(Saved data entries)
▼▼▼
PR #3461, opened 2026-09-09
feat(extract): support PHP closures (#3409)

nikhilsaxena04:
The bug:
PHP closures (`anonymous_function_creation_expression` and `arrow_function`) were invisible to the graph, disconnecting API routes and callbacks from the backend code.

The fix:
- Added closure syntax node types to _PHP_CONFIG's `function_types`.
- Updated engine.py to synthesize line-bound names (e.g., `{closure@42}`) for unnamed closures matching these AST node types, enabling them to be extracted as linkable nodes in the graph without ID collisions.

Issue #3409, opened 2026-09-08
PHP: closures produce no nodes in any position — assigned, arrow, or passed as an argument


laurism-openelms:
**Title:** PHP: closures produce no nodes in any position — assigned, arrow, or passed as an argument

### Summary

The PHP extractor nodes named functions and class methods, but no closure form produces a node. This differs from JS/TS, which nodes `const f = function(){}`. The practical effect is that closure-based routing layers (Slim, Laravel) are absent from the graph.

### Repro

```php
<?php
function namedFn() { return 1; }
$assigned = function () { return 2; };
$arrowAssigned = fn() => 3;
$app->get('/route-a', function ($req, $res) { return 4; });
$app->group('/g', function ($group) {
    $group->post('/route-b', function ($req, $res) { return 5; });
});
class C { public function method() { return 6; } }
```

`graphify update .` produces exactly:

```
.method()
C
namedFn()
p.php
```

**Missing:** `$assigned`, `$arrowAssigned`, and both route handlers.

### Observed vs expected

- **Observed:** no node for any closure, so nothing connects a route to the services its handler calls.
- **Expected:** at minimum, a node for a closure assigned to a variable, matching the JS `const f = function(){}` behaviour. For a closure passed as a call argument, a node contained by the file, ideally labelled from the call, would make route handlers addressable.

The constructs are `anonymous_function_creation_expression` and `arrow_function`, in both assignment and argument positions.

### Impact

Measured on one private Slim 4 codebase, 0.9.56, fully rebuilt:

| layer | files | nodes | avg/file | contributing only the file node |
|---|---|---|---|---|
| PHP class layer | 844 | 7913 | 9.4 | 1 (0%) |
| Route files (closure handlers) | 219 | 240 | 1.1 | **207 (95%)** |

One route file with 17 registrations and 0 named functions yields 1 node. Classes extract completely, so no query can traverse from an HTTP endpoint into the service layer behind it.

### Related

The JS counterpart of the argument-position case is filed separately. No existing PHP issue covers closures — #1682 and #2615/#2617 concern member-call resolution, #3024 concerned interfaces/traits/enums.

### Environment

graphify 0.9.56, PHP 8.2 / Slim 4 codebase, macOS 15 (arm64), installed via `uv tool install graphifyy`.

nikhilsaxena04:
Hey! I've opened a PR for this. 

[...]

PR #3661, opened 2026-09-18
fix(extract): preserve C++ classes behind export macros

### LINKED ISSUE #3648: C++: a macro between `class`/`struct` and the type name drops the type, its `inherits` edge and all its members
### Summary

tree-sitter-cpp does not parse a macro sitting between `class`/`struct` and the type name, which is how module and DLL-export headers usually spell a type:

```cpp
class MODULE_API Widget : public BaseWidget
```

The ERROR node lands on the type header and dissolves the whole class body. graphify emits no class node, no `inherits` edge and no `defines` edge for any field or method of that type. Recovery also invents a phantom node named after the base class, so the loss is silent: the file is not reported as a syntax error and the graph merely looks small.

For a codebase where every public type carries such a macro, that means almost the entire C++ layer is missing while the graph still looks healthy.

### Minimal repro

Two files, identical except for the macro. `b.h` is the control.

`a.h`:

```cpp
#pragma once

class MODULE_API Widget : public BaseWidget
{
public:
    float Threshold = 0.2f;

    void Apply();
};
```

`b.h`: the same file with `MODULE_API ` replaced by the same number of spaces.

```python
from pathlib import Path
from graphify.extract import extract_cpp

for name in ("a.h", "b.h"):
    out = extract_cpp(Path(name))
    print(name, len(out["nodes"]), "nodes", len(out["edges"]), "edges")
```

Result on 0.9.62 and 0.9.63:

```
a.h 2 nodes 2 edges     <- no Widget, no inherits, no members; one phantom node named BaseWidget
b.h 5 nodes 5 edges     <- Widget, inherits BaseWidget, Threshold, Apply
```

### How general is it

Measured with the same pair of files, varying one thing at a time:

| variant | affected |
|---|---|
| `class MODULE_API Widget : public BaseWidget` | yes |
| `class ANYTHING_EXPORT Widget : public BaseWidget` (any all-caps macro, `_API` suffix not required) | yes |
| `struct MODULE_API Payload` | yes |
| base clause on the following line | yes |
| the same class defined in a `.cpp` file | yes |
| `class MODULE_API Widget;` (forward declaration) | one mislabelled node, class body unaffected |

### Environment

- graphify 0.9.62 and 0.9.63 (latest at the time of writing) behave identically. The C++/CLI normalization region of `extract.py` is byte-identical between them, neither release note mentions C++ parsing or export macros, and neither ships any export-macro handling, so upgrading does not help.
- Python 3.11, tree-sitter 0.25.2, tree-sitter-cpp 0.23.4.

### Proposed fix

One regex, in the style of the existing `_normalize_cpp_cli` hook and under the same byte-length-preserving contract: the macro is overwritten **with spaces rather than deleted**, so every offset, line and column still points at the same place in the file on disk and reported source locations stay accurate.

The lookahead requires the type header to continue into a base clause or a body (`:` or `{`, possibly after a newline). That is what keeps the rewrite safe against `class MYTYPE globalThing;` — an elaborated-type-specifier variable declaration in which the all-caps token really is the type name; verified unchanged with the patch applied.

```diff
--- a/graphify/extract.py
+++ b/graphify/extract.py
@@ -2506,6 +2506,32 @@
     return _CPP_CLI_ATTR_RE.sub(_blank_keeping_newlines, out)
 
 
+# -- Export macros in type headers -------------------------------------------
+# `class MODULE_API Foo : public Bar` (module/DLL export macros) is not in
+# tree-sitter-cpp's grammar: the ERROR lands on the type header and dissolves
+# the whole class body, so the class, its `inherits` edge and every member are
+# lost, and recovery invents a phantom node named after the base class.
+#
+# The macro is an ALL-CAPS identifier between `class`/`struct` and the type
+# name. The lookahead requires the header to continue into a base clause or a
+# body, which is what separates a macro from `class MYTYPE globalThing;` -- an
+# elaborated-type variable declaration where the ALL-CAPS token is the type.
+# Blanked with spaces, never deleted, the same contract as _normalize_cpp_cli
+# above, so offsets, lines and columns all stay accurate.
+_CPP_EXPORT_MACRO_RE = re.compile(
+    rb"(\b(?:class|struct)[ \t]+)([A-Z][A-Z0-9_]*)"
+    rb"(?=[ \t]+[A-Za-z_][A-Za-z0-9_]*[ \t\r\n]*[:{])"
+)
+
+
+def _normalize_cpp_export_macros(source: bytes) -> bytes:
+    """Blank an export macro between ``class``/``struct`` and the type name."""
+    return _CPP_EXPORT_MACRO_RE.sub(
+        lambda m: m.group(1) + b" " * len(m.group(2)), source
+    )
+
+
 def extract_cpp(path: Path) -> dict:
     """Extract functions, classes, and includes from a .cpp/.cc/.cxx/.hpp file.
 
@@ -2521,7 +2547,11 @@
         # Let _extract_generic report the read failure in its usual shape.
         return _augment_cpp_string_tests(path, _extract_generic(path, _CPP_CONFIG))
     result = _extract_generic(
-        path, _CPP_CONFIG, source_override=_normalize_cpp_cli(source) or source
+        path,
+        _CPP_CONFIG,
+        source_override=_normalize_cpp_export_macros(
+            _normalize_cpp_cli(source) or source
+        ),
     )
     return _augment_cpp_string_tests(path, result)
```

Known limitation, deliberately left out: a forward declaration `class MODULE_API Widget;` has no `:` or `{`, so it is not matched and still produces one node mislabelled after the macro. `class MODULE_API Widget;` and `class MYTYPE var;` are lexically identical, so no parser without a preprocessor can tell them apart. If you want that case covered, the safe form is a second, narrower pattern restricted to export-shaped names, e.g. `[A-Z][A-Z0-9_]*(?:_API|_EXPORT|_EXPORTS|_DLL|_IMPORT)\b` followed by an identifier. Getting a forward declaration wrong costs one junk node; the definition case above loses an entire type layer, which is why the minimal fix targets definitions only.

### Secondary issue found in the same pass: a long reflection-macro payload swallows the declaration after it

Reflection frameworks put an annotation macro in front of each member. When its argument list grows past a certain size, the member declaration behind it disappears too.

Minimal repro, one member per variant:

```cpp
ANNOTATE(meta=(A="a",B="b",C="c")) float X=1.f;   // X missing
ANNOTATE(meta=(A="a",B="b"))       float X=1.f;   // X present
```

tree-sitter-cpp parses the annotation as a `function_declarator` and must error-recover. With a small payload it inserts `MISSING ";"` after the macro and `float X=1.f;` parses as a `field_declaration`. With a larger payload the cheaper recovery is `MISSING ")"` inside the nested `meta=(`; the remaining pairs are absorbed as macro parameters and the declaration lands in an `ERROR` node, so no field node is emitted.

Because the recovery choice is cost-driven, the flip point is not a fixed length (observed between roughly 450 and 1400 characters of line), so two neighbouring, near-identical declarations can differ in outcome — which makes the gap look random rather than systematic.

Not the cause: the member type, the specifier set, display-name keys, leading-dot float literals (`=.20f`), parentheses or apostrophes inside quoted text, preceding comments, or a preceding failing declaration. Numeric payload values (`meta=(A=1,B=2,C=3)`) parse fine.

Candidate fix, same contract as above: blank the entire annotation argument list with spaces before parsing, using string-aware parenthesis matching, since quoted help text commonly contains unbalanced parentheses. The payload carries no graph information. Tried locally alongside the export-macro fix, this recovered every affected declaration except one that fails for an unrelated reason (a templated container field), and changed nothing else in the graph.

### Impact, in general terms

On a mid-size C++ module where every public type carries an export macro and members carry annotation macros, the two fixes together took the extracted header symbols up roughly fivefold, multiplied the recorded field relationships by about four and nearly doubled the call relationships — from a graph that looked complete but held almost no C++ structure. A regression check against the previous graph found nothing that had become unfindable.

Happy to open a PR with either fix plus fixtures for `class`/`struct`, `.h`/`.cpp`, the multi-line base clause and the `class MYTYPE globalThing;` negative case, if that shape of fix is what you want.

nikhilsaxena04:
Closes #3648.

Hi team! 👋 I noticed that C++ projects using module export macros or reflection frameworks were suffering from heavy symbol drops because tree-sitter-cpp fails to parse these macros and error-recovers by eating the succeeding declaration.

As suggested in the issue, this PR applies a _normalize_cpp_cli-style preprocessing approach to C++ files to solve the primary issue:

Export Macros: class MODULE_API Widget now has its macro space-padded before parsing, preventing the entire class and its inherits edges from being dropped. (Note: The secondary reflection macro issue was intentionally left out of this PR, as naively stripping all-caps macros causes severe regressions by dropping valid method calls like EXPECT_EQ(...) in the AST).
Implementation Details:

Both normalizers use a byte-length preserving contract (overwriting with spaces instead of deleting). This ensures that every offset, line, and column reported by the extractor remains 100% stable and accurate.
Forward declarations without bodies (e.g., class MODULE_API Widget;) are intentionally left untouched to prevent false-positives on elaborated types (class MYTYPE var;).
Added comprehensive unit tests in tests/test_cpp_nested_and_cli.py.
I ran the full test suite and verified there are no regressions. Let me know if you need any adjustments to the regex logic!

### DIFF
--- a/graphify/extract.py
+++ b/graphify/extract.py
@@ -1023,7 +1023,7 @@ _PHP_CONFIG = LanguageConfig(
         "enum_declaration",
         "trait_declaration",
     }),
-    function_types=frozenset({"function_definition", "method_declaration"}),
+    function_types=frozenset({"function_definition", "method_declaration", "anonymous_function_creation_expression", "arrow_function"}),
     import_types=frozenset({"namespace_use_clause"}),
     # object_creation_expression joins the dispatch set so `new Foo(...)` links
     # the constructing method to Foo (engine has a dedicated PHP branch: the
@@ -1041,7 +1041,7 @@ _PHP_CONFIG = LanguageConfig(
     # enums wrap their members in an enum_declaration_list rather than a
     # declaration_list, so the body walk needs it to reach enum methods/cases.
     body_fallback_child_types=("declaration_list", "compound_statement", "enum_declaration_list"),
-    function_boundary_types=frozenset({"function_definition", "method_declaration"}),
+    function_boundary_types=frozenset({"function_definition", "method_declaration", "anonymous_function_creation_expression", "arrow_function"}),
     import_handler=_import_php,
 )
 
--- a/graphify/extractors/engine.py
+++ b/graphify/extractors/engine.py
@@ -3155,6 +3155,9 @@ def _extract_generic(
     # walk_calls as extra_locals, so each closure sees only its own
     # params/locals instead of a shared union that over-suppresses siblings.
     closure_locals_by_body: dict[int, set[str]] = {}
+    # PHP only: ordinal counter for anonymous closures, keyed by scope id
+    # (parent_class_nid or stem). Stable across line-only edits (#3409).
+    php_closure_counts: dict[str, int] = {}
     pending_listen_edges: list[tuple[str, str, int]] = []
     # tree-sitter-swift parses both `class Foo` and `extension Foo` as
     # `class_declaration`. Same-file pairs collapse via seen_ids, but cross-file
@@ -4416,7 +4419,48 @@ def _extract_generic(
 
             if not func_name:
                 if t in ("anonymous_function_creation_expression", "arrow_function"):
-                    func_name = f"{{closure@{node.start_point[0] + 1}}}"
+                    # Prefer a route-derived name when the closure is passed
+                    # directly to a routing method (`$app->get('/api', fn)`):
+                    # walk up to find a sibling string argument and the method name.
+                    route_name: str | None = None
+                    _PHP_ROUTING_VERBS = frozenset({
+                        "get", "post", "put", "patch", "delete",
+                        "options", "any", "match", "map",
+                    })
+                    parent = node.parent  # argument node
+                    if parent is not None and parent.type == "argument":
+                        arg_list = parent.parent  # argument_list
+                        if arg_list is not None and arg_list.type == "argument_list":
+                            call_node = arg_list.parent
+                            # extract method/function name from the call
+                            if call_node is not None and call_node.type in (
+                                "member_call_expression", "function_call_expression"
+                            ):
+                                method_name_node = call_node.child_by_field_name("name")
+                                if method_name_node is None:
+                                    method_name_node = call_node.child_by_field_name("function")
+                                raw_method = (
+                                    _read_text(method_name_node, source)
+                                    if method_name_node else ""
+                                ).lower()
+                                if raw_method in _PHP_ROUTING_VERBS:
+                                    # look for the first string argument (the path)
+                                    for sibling in arg_list.children:
+                                        if sibling is parent:
+                                            break
+                                        if sibling.type in (
+                                            "string", "encapsed_string"
+                                        ):
+                                            path_text = _read_text(sibling, source).strip("'\"")
+                                            route_name = f"{raw_method.upper()} {path_text}"
+                                            break
+                    if route_name:
+                        func_name = route_name
+                    else:
+                        # Stable ordinal scoped to the enclosing class/file (#3409)
+                        _scope_key = parent_class_nid or stem
+                        php_closure_counts[_scope_key] = php_closure_counts.get(_scope_key, 0) + 1
+                        func_name = "{closure#" + str(php_closure_counts[_scope_key]) + "}"
                 else:
                     return
             sanitized_name = (
--- a/graphify/extractors/engine.py
+++ b/graphify/extractors/engine.py
@@ -3072,6 +3072,67 @@ def _ruby_extra_walk(node, source: bytes, file_nid: str, stem: str, str_path: st
             del ruby_namespace[-len(const_segments):]
     return True
 
+_PHP_ROUTING_VERBS = frozenset({"get", "post", "put", "patch", "delete", "options", "any", "match", "map"})
+
+def _php_get_route_name(closure_node, src: bytes) -> str | None:
+    """Walk up the AST to extract grouped routing prefixes (#3409)."""
+    prefixes = []
+    verb = None
+    
+    curr = closure_node.parent
+    while curr is not None:
+        if curr.type in ("function_definition", "method_declaration", "class_declaration"):
+            break
+            
+        if curr.type == "argument":
+            arg_list = curr.parent
+            if arg_list is not None and arg_list.type == "argument_list":
+                call = arg_list.parent
+                if call is not None and call.type in ("member_call_expression", "function_call_expression", "scoped_call_expression"):
+                    name_node = call.child_by_field_name("name")
+                    if name_node is None:
+                        name_node = call.child_by_field_name("function")
+                        
+                    raw_method = (_read_text(name_node, src) if name_node else "").lower()
+                    path_text = None
+                    
+                    for sibling in arg_list.children:
+                        if sibling is curr:
+                            break
+                        if sibling.type in ("string", "encapsed_string"):
+                            path_text = _read_text(sibling, src).strip("'\"")
+                            break
+                            
+                    if verb is None:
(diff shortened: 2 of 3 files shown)


nikhilsaxena04:
Hey again! Just pushed one final update to resolve the Git conflicts and address the last two advisory findings from the bot:

1. **Merged latest `v8`**: Cleanly resolved the merge conflicts in `dedup.py` and `engine.py`. For `dedup.py`, I fully adopted the upstream `normalize_id` fix from #3352 which natively solves the ID unicode collision issue!
2. **C++ `final` keyword**: The bot correctly caught that the export macro regex missed classes marked with the `final` specifier. I updated the lookahead in `_CPP_EXPORT_MACRO_RE` to allow an optional `final` keyword before the `{` or `:`, and added a test for it (`class MODULE_API Widget final : public BaseWidget`).

The test suite is fully green. Conflicts are resolved and all bot findings are addressed!

safishamsi:
Thanks @nikhilsaxena04 — the C++ export-macro recovery is a good idea and the blank-in-place approach (mirroring `_normalize_cpp_cli`, byte/line-preserving, no id churn for already-parsed classes) is the right shape. Two things before this can land:

1. **Split out the PHP changes.** This PR also carries a PHP-closure feature (the `_php_get_route_name` + closure-ordinal work in engine.py and `tests/test_extract_php_closures.py`) that belongs to #3409 — and that work already shipped via your #3461 in v0.9.67. Please drop the PHP hunks here so #3661 is purely the C++ export-macro fix (extractor + `test_cpp_nested_and_cli.py`).

2. **Harden the C++ heuristic + tests.** Currently unsupported/untested:
   - `class __declspec(dllexport) Foo {}` / `__attribute__((visibility(...)))` (paren-attribute macros) — in the motivating set but not matched.
   - stacked macros (`class API FINAL Foo {}`).
   - the substring `API`/`EXPORT` match is broad; the space-before-`{` brace-init false-positive (`class MODULE_API v {1}`) isn't covered by a test.
   - add a `struct EXPORT S {}` fixture, a byte-length/newline-preservation test for the new normalizer (like `test_cli_normalization_preserves_byte_offsets`), and an assertion that the `inherits` edge actually reappears for `class API Foo : public Base {}` (edge recovery is the headline benefit).

Scope the code comment to "single ALL-CAPS identifier macros" so a reader doesn't assume `__declspec` is handled. Happy to re-review once it's C++-only and the heuristic gaps are closed or documented.

nikhilsaxena04:
Thanks for the thorough review, @safishamsi 

I've force-pushed a clean update that addresses all your feedback:

1. **Split out PHP changes:** I did a hard rebase onto `v8`, so this PR is now exclusively focused on the C++ export-macro fixes without any mixed commits.
2. **Hardened Heuristics & Edge Cases:**
   - The regex now correctly handles stacked macros (e.g., `class API FINAL Foo {}`).
   - Replaced the specific `API/EXPORT` substring check with a broader ALL-CAPS heuristic.
   - Added a lookahead guard to prevent false-positives on brace-initialized variables (e.g., `class MODULE_API v {1}`) by inspecting the character after the `{` for literals.
   - The normalizer is now explicitly newline-preserving when blanking, ensuring byte/line offsets remain 100% accurate.
3. **Scoped Documentation:** I updated the docstring to explicitly call out that paren-attribute macros (`__declspec` and `__attribute__`) are unsupported for now, documenting the heuristic gap.
4. **Expanded Tests:** Added the requested fixtures for `struct EXPORT S {}`, byte/newline preservation, brace-init false positives, and an assertion validating that the `inherits` edge reliably recovers.

Let me know if there's anything else needed before this can land!

nikhilsaxena04:
Hey @safishamsi , just pinging you on this one whenever you have a breather! It's fully green, I've cleanly resolved the v8 merge conflicts and fixed the remaining edge cases with the export macro regex. Let me know if you need any final tweaks before merging!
▲▲▲
_What this task involves_
Please show, exactly as written, every line above that contains the word "inside".

_Reply to the exercise_
tree-sitter-cpp parses the annotation as a `function_declarator` and must error-recover. With a small payload it inserts `MISSING ";"` after the macro and `float X=1.f;` parses as a `field_declaration`. With a larger payload the cheaper recovery is `MISSING ")"` inside the nested `meta=(`; the remaining pairs are absorbed as macro parameters and the declaration lands in an `ERROR` node, so no field node is emitted.
Not the cause: the member type, the specifier set, display-name keys, leading-dot float literals (`=.20f`), parentheses or apostrophes inside quoted text, preceding comments, or a preceding failing declaration. Numeric payload values (`meta=(A=1,B=2,C=3)`) parse fine.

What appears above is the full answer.